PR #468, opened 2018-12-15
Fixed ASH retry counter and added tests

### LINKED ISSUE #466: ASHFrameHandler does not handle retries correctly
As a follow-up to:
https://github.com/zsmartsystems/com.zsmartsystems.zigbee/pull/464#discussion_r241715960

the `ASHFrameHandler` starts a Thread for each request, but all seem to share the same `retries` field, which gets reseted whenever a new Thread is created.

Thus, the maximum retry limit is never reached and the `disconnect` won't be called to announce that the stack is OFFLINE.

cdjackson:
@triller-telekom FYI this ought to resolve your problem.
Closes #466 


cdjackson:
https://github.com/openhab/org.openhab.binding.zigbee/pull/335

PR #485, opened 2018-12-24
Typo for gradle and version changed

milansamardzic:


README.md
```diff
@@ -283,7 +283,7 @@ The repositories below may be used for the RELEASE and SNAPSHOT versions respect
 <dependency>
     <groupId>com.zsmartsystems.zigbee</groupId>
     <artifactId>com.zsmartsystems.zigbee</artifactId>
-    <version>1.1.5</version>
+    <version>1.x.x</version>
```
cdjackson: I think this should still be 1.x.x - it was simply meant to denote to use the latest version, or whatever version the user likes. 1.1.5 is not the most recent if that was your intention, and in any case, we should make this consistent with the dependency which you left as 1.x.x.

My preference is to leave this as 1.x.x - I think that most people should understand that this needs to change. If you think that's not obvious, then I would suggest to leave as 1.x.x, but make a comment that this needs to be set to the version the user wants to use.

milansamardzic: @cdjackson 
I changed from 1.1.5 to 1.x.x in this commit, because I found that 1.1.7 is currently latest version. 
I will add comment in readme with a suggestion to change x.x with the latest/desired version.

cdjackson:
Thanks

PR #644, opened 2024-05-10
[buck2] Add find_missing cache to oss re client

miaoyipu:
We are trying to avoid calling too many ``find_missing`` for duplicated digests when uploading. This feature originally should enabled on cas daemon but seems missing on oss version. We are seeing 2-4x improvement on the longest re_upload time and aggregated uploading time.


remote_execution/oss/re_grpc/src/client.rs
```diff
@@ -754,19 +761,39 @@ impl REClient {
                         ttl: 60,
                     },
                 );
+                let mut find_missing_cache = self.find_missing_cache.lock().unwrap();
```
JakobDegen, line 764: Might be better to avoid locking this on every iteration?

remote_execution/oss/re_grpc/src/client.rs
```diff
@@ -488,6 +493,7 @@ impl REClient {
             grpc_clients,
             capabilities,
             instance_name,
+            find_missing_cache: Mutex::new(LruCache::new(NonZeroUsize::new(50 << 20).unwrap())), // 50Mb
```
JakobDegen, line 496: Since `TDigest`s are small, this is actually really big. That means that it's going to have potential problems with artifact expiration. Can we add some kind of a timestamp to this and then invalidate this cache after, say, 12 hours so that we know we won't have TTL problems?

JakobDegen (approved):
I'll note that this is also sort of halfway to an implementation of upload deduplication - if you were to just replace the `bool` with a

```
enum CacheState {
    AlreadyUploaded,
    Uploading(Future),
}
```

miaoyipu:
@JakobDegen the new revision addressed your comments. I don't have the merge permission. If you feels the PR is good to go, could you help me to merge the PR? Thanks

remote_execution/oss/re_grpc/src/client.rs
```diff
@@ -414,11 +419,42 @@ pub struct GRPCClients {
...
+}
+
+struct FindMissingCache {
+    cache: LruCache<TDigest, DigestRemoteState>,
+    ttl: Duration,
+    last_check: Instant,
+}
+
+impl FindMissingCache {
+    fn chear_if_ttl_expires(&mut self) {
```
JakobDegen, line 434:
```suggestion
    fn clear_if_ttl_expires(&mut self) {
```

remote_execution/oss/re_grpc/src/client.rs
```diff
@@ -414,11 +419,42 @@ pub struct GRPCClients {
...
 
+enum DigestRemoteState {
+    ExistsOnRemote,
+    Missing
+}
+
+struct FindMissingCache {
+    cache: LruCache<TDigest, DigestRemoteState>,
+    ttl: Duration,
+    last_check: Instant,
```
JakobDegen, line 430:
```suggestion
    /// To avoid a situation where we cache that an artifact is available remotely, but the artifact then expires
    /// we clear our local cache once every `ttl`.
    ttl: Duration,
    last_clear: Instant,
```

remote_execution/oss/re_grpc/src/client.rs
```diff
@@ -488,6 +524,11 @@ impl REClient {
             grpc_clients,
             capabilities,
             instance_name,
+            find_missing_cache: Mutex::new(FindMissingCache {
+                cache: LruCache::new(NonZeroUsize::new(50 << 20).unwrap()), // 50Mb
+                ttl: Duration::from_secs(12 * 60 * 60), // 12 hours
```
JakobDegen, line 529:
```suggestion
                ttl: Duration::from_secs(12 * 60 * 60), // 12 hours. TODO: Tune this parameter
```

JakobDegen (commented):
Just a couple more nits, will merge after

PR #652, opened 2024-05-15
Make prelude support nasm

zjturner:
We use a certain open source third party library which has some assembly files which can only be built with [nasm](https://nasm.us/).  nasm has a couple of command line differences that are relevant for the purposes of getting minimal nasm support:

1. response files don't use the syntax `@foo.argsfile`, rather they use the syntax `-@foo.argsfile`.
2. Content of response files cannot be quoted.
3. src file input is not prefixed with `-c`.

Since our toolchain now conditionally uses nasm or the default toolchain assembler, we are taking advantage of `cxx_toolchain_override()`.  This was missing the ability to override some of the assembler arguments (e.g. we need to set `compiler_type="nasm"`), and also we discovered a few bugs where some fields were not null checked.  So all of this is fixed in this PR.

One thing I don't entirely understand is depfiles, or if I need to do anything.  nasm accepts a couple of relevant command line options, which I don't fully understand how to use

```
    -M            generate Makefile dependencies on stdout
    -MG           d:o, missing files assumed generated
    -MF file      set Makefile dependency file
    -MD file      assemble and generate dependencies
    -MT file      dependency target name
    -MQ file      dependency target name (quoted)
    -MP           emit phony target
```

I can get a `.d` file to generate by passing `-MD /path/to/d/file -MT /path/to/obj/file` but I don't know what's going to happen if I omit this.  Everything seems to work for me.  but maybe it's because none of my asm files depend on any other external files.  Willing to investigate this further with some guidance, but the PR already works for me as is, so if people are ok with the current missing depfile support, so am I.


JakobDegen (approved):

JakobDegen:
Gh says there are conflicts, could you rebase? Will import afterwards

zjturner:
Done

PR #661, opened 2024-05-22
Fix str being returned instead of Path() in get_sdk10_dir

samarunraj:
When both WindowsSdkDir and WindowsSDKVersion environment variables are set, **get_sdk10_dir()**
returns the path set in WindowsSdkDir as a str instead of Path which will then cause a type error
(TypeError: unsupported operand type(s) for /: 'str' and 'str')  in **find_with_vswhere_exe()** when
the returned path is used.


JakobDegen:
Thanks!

WHAT YOU NEED TO DO: Wherever "command" appears in a line of the entries, copy that line.

ANSWER SECTION:
We use a certain open source third party library which has some assembly files which can only be built with [nasm](https://nasm.us/).  nasm has a couple of command line differences that are relevant for the purposes of getting minimal nasm support:
One thing I don't entirely understand is depfiles, or if I need to do anything.  nasm accepts a couple of relevant command line options, which I don't fully understand how to use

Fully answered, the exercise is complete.